Bonne lecture, à bientôt !

  1. Voir les propos tenus par Florian Silnicki, expert en communication de crise, dans « Fuites sur la réforme du Code du travail : un levier de communication ? », Public Sénat juin 2017 ; https://www.publicsenat.fr/article/politique/fuites-sur-la-reforme-du-code-du-travail-un-levier-de-communication-61574
  2. Gerstlé J., Piar C., La communication politique, 4éd., 2020, Armand Colin.
  3. Guigo P.-E., Com’ et politique : les liaisons dangereuses, 10 questions pour comprendre la communication politique, 2017, Arkhé.
  4. Cousin C., « De la législation par les lois à la législation par la com’ », Dalloz Actu nov. 2020.
  5. Morin C., « Coronavirus : “La communication politique se relèvera-t-elle de son sevrage d’images ?” », Figaro 23 mars 2020.
  6. Morin C., Les inamovibles de la République. Vous ne les verrez jamais mais ils gouvernent, oct. 2020, Fondation Jean-Jaurès, L’aube.
  7. Selon les termes de Ilana Cicurel, eurodéputée LREM.
  8. « En quoi “Hold-up” est-il un documentaire complotiste ? », France Culture nov. 2020, https://www.franceculture.fr/emissions/les-idees-claires-le-podcast/en-quoi-hold-est-il-un-documentaire-complotiste
  9. 9. Retrouver l’interview de Bernie Sanders par Jimmy Fallon sur la chaîne Youtube The Tonight Show Starring Jimmy Fallon : “Sen.
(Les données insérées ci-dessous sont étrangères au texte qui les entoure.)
PR #540, opened 2016-08-10
CloudFront updates (Aug 9, 2016)

philtay:
http://docs.aws.amazon.com/AWSCloudFormation/latest/UserGuide/ReleaseHistory.html

### DIFF
--- a/troposphere/cloudfront.py
+++ b/troposphere/cloudfront.py
@@ -120,6 +120,7 @@ class Restrictions(AWSProperty):
 
 class ViewerCertificate(AWSProperty):
     props = {
+        'AcmCertificateArn': (basestring, False),
         'CloudFrontDefaultCertificate': (boolean, False),
         'IamCertificateId': (basestring, False),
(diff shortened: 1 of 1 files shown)


troposphere/cloudfront.py
```diff
@@ -111,6 +120,7 @@ class Restrictions(AWSProperty):
 
 class ViewerCertificate(AWSProperty):
     props = {
+        'AcmCertificateArn': (basestring, False),
```
ikben: It would be nice to have a test that checks that only one of `AcmCertificateArn`, `CloudFrontDefaultCertificate`, or `IamCertificateId`  is used.

markpeek:
@philtay let me know if you want to add the suggested check or whether I should merge as-is.

philtay:
@markpeek I think it should be merged as-is. In some modules (e.g. `ec2.py` and `waf.py`) the conditional attributes have the Python comment `# Conditional`. Do you want me to add the comment?

markpeek:
Thanks! Looks fine as-is.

Bernie Sanders Predicts How Trump Will React On Election Night”.
  10. L. n2020-766, 24 juin 2020, visant à lutter contre les contenus haineux sur Internet.
  11. Cons. const., 18 juin 2020, n2020-801 DC.
  12. Pour suivre les débats, voir le dossier législatif sur le site de l’Assemblée nationale : http://www.assemblee-nationale.fr/dyn/15/dossiers/securite_globale1
  13. Le Parisien avec AFP, « Loi Sécurité globale : l’UE rappelle à la France que la presse doit pouvoir travailler “librement” », Le Parisien nov. 2020.
  14. « Patrice Spinosi, avocat : “Le grand danger de notre siècle est que l’on oublie ce qu’est l’État de droit” », « L’invité de 8h20 : le grand entretien », France Inter nov. 2020.
  15. C’est d’ailleurs le titre de sa chronique parue dans Le Monde (21 nov. 2020).
  16. Cette disposition a été modifiée au cours des débats parlementaires ; dans le texte issu de la Commission mixte paritaire, on lit : « Le fait de pénétrer ou de se maintenir dans l’enceinte d’un établissement d’enseignement supérieur sans y être habilité en vertu de dispositions législatives ou réglementaires ou y avoir été autorisé par les autorités compétentes, dans le but de troubler la tranquillité ou le bon ordre de l’établissement, est passible des sanctions définies dans la section 5 du chapitre Ier du titre III du livre IV du Code pénal. »
  17. CE, 13 nov. 2020, nos 445883 et s.
  18. Kada N., « De La Peste au covid-19 : Albert Camus au cœur de l’anticipation », Horizons publics mai-juin 2020, n15.